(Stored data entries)

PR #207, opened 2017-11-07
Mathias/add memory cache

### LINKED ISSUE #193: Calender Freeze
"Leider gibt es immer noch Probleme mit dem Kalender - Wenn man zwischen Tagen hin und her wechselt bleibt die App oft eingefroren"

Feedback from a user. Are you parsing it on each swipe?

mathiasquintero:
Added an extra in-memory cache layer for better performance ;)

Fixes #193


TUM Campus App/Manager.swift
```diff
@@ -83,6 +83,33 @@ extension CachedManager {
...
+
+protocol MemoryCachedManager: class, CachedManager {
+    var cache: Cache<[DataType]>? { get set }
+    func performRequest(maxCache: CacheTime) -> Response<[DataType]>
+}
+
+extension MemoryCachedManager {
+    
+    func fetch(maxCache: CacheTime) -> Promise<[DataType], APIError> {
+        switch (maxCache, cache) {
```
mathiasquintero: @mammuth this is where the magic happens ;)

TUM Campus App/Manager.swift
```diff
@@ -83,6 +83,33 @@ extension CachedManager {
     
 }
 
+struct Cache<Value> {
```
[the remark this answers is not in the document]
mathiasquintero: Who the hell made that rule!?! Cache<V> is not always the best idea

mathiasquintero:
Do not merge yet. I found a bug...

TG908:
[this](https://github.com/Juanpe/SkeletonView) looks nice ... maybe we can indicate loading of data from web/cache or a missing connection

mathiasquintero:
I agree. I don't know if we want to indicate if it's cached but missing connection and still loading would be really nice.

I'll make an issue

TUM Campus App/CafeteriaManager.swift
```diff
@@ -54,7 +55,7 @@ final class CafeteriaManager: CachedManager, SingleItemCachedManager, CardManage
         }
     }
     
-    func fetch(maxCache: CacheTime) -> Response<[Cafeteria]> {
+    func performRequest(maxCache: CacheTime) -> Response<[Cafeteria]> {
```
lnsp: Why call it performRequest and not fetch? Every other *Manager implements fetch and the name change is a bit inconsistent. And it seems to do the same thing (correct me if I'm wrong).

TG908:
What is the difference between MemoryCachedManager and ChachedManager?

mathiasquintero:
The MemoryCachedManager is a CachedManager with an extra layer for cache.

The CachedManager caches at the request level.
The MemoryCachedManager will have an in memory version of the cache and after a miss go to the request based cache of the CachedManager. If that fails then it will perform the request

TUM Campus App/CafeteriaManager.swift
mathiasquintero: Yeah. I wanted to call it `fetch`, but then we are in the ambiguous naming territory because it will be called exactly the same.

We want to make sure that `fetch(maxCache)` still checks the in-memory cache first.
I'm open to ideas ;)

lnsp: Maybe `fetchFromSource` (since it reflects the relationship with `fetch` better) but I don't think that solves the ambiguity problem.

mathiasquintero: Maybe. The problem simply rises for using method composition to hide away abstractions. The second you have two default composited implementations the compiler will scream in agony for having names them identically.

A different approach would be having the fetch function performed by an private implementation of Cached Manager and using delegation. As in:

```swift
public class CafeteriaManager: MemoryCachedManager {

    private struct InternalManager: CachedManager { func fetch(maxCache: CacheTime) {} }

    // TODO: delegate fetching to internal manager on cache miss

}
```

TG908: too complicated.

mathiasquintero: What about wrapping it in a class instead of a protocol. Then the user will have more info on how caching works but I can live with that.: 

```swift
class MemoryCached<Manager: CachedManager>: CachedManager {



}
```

### Exercise goal
Copy each line in the data that holds the word "same".

### Problem solution
lnsp: Why call it performRequest and not fetch? Every other *Manager implements fetch and the name change is a bit inconsistent. And it seems to do the same thing (correct me if I'm wrong).
mathiasquintero: Yeah. I wanted to call it `fetch`, but then we are in the ambiguous naming territory because it will be called exactly the same.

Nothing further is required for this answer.